## SOURCE INFORMATION:
Issue #373, opened 2021-03-05
Too large genesis file committed to panic with out of memory


KamiD:
## Summary
When the blockchain which based on cosmos-sdk exported a very large `genesis.json` file (over 5GB) , import and execute in new height with this huge block, it panicked cause ”out of memory“ when committing into IAVL tree.

## Environment
* Machine: 16G memory, 4 cores CPU
* OS: ubuntu 18.04

## Suggestion 
* Don't using levelDB batch to commit genesis block

PR #374, opened 2021-03-05
fix large genesis file commit

KamiD:
Closes: #373


nodedb.go
```diff
@@ -168,12 +169,31 @@ func (ndb *nodeDB) SaveBranch(node *Node) []byte {
...
+	var err error
+	if ndb.opts.Sync {
+		err = ndb.batch.WriteSync()
+	} else {
+		err = ndb.batch.Write()
+	}
+	if err != nil {
+		panic(err)
+	}
+	ndb.batch.Close()
```
robert-zaremba, line 193: Are we sure we don't loos data in an `async` mode here?

robert-zaremba (commented):
Thanks for contribution.
Could you add a test for reset sync in an async mode please?

robert-zaremba:
Hi @KamiD , we are going to tag a new release. Could you respond on the comment above so we can merge this PR?

nodedb.go
```diff
@@ -168,12 +169,31 @@ func (ndb *nodeDB) SaveBranch(node *Node) []byte {
 	node._hash()
 	ndb.SaveNode(node)
 
+	//resetBatch only working on generate a genesis block
+	if node.version == genesisVersion {
```
robert-zaremba, line 173:
```suggestion
	if node.version <= genesisVersion {
```

robert-zaremba (approved):
tACK

PR #385, opened 2021-04-26
fix: Make GetVersioned() available after doing LazyLoadVersion

egonspace:
I recreate a PR again in place of https://github.com/cosmos/iavl/pull/358.

We can use LazyLoadVersion by #148.
But if we start app with LazyLoadVersion we cannot query app state by specific height because MutableTree.GetVersioned returns nil for other previous version after doing LazyLoadVersion.

Our nodes are facing a slow booting up problem because of the large app data, and I want to hear your opinion about whether we should modify the code like this.

### DIFF
--- a/mutable_tree.go
+++ b/mutable_tree.go
@@ -27,6 +27,7 @@ type MutableTree struct {
 	lastSaved      *ImmutableTree   // The most recently saved tree.
 	orphans        map[string]int64 // Nodes removed by changes to working tree.
 	versions       map[int64]bool   // The previous, saved versions of the tree.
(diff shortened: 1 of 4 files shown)


robert-zaremba (approved):
Thanks. 
utACK.

egonspace:
Test ci is not running. Is there anything else I need to do?

robert-zaremba:
> Test ci is not running. Is there anything else I need to do?

I've just re-run the tests and will merge it right after.

robert-zaremba:
we will do a new release after merging this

## WHAT IS REQUIRED:
Your task is to transcribe the listing above in full and exactly.

## EXERCISE RESULT:
Issue #373, opened 2021-03-05
Too large genesis file committed to panic with out of memory


KamiD:
## Summary
When the blockchain which based on cosmos-sdk exported a very large `genesis.json` file (over 5GB) , import and execute in new height with this huge block, it panicked cause ”out of memory“ when committing into IAVL tree.

## Environment
* Machine: 16G memory, 4 cores CPU
* OS: ubuntu 18.04

## Suggestion 
* Don't using levelDB batch to commit genesis block

PR #374, opened 2021-03-05
fix large genesis file commit

KamiD:
Closes: #373


nodedb.go
```diff
@@ -168,12 +169,31 @@ func (ndb *nodeDB) SaveBranch(node *Node) []byte {
...
+	var err error
+	if ndb.opts.Sync {
+		err = ndb.batch.WriteSync()
+	} else {
+		err = ndb.batch.Write()
+	}
+	if err != nil {
+		panic(err)
+	}
+	ndb.batch.Close()
```
robert-zaremba, line 193: Are we sure we don't loos data in an `async` mode here?

robert-zaremba (commented):
Thanks for contribution.
Could you add a test for reset sync in an async mode please?

robert-zaremba:
Hi @KamiD , we are going to tag a new release. Could you respond on the comment above so we can merge this PR?

nodedb.go
```diff
@@ -168,12 +169,31 @@ func (ndb *nodeDB) SaveBranch(node *Node) []byte {
 	node._hash()
 	ndb.SaveNode(node)
 
+	//resetBatch only working on generate a genesis block
+	if node.version == genesisVersion {
```
robert-zaremba, line 173:
```suggestion
	if node.version <= genesisVersion {
```

robert-zaremba (approved):
tACK

PR #385, opened 2021-04-26
fix: Make GetVersioned() available after doing LazyLoadVersion

egonspace:
I recreate a PR again in place of https://github.com/cosmos/iavl/pull/358.

We can use LazyLoadVersion by #148.
But if we start app with LazyLoadVersion we cannot query app state by specific height because MutableTree.GetVersioned returns nil for other previous version after doing LazyLoadVersion.

Our nodes are facing a slow booting up problem because of the large app data, and I want to hear your opinion about whether we should modify the code like this.

### DIFF
--- a/mutable_tree.go
+++ b/mutable_tree.go
@@ -27,6 +27,7 @@ type MutableTree struct {
 	lastSaved      *ImmutableTree   // The most recently saved tree.
 	orphans        map[string]int64 // Nodes removed by changes to working tree.
 	versions       map[int64]bool   // The previous, saved versions of the tree.
(diff shortened: 1 of 4 files shown)


robert-zaremba (approved):
Thanks. 
utACK.

egonspace:
Test ci is not running. Is there anything else I need to do?

robert-zaremba:
> Test ci is not running. Is there anything else I need to do?

I've just re-run the tests and will merge it right after.

robert-zaremba:
we will do a new release after merging this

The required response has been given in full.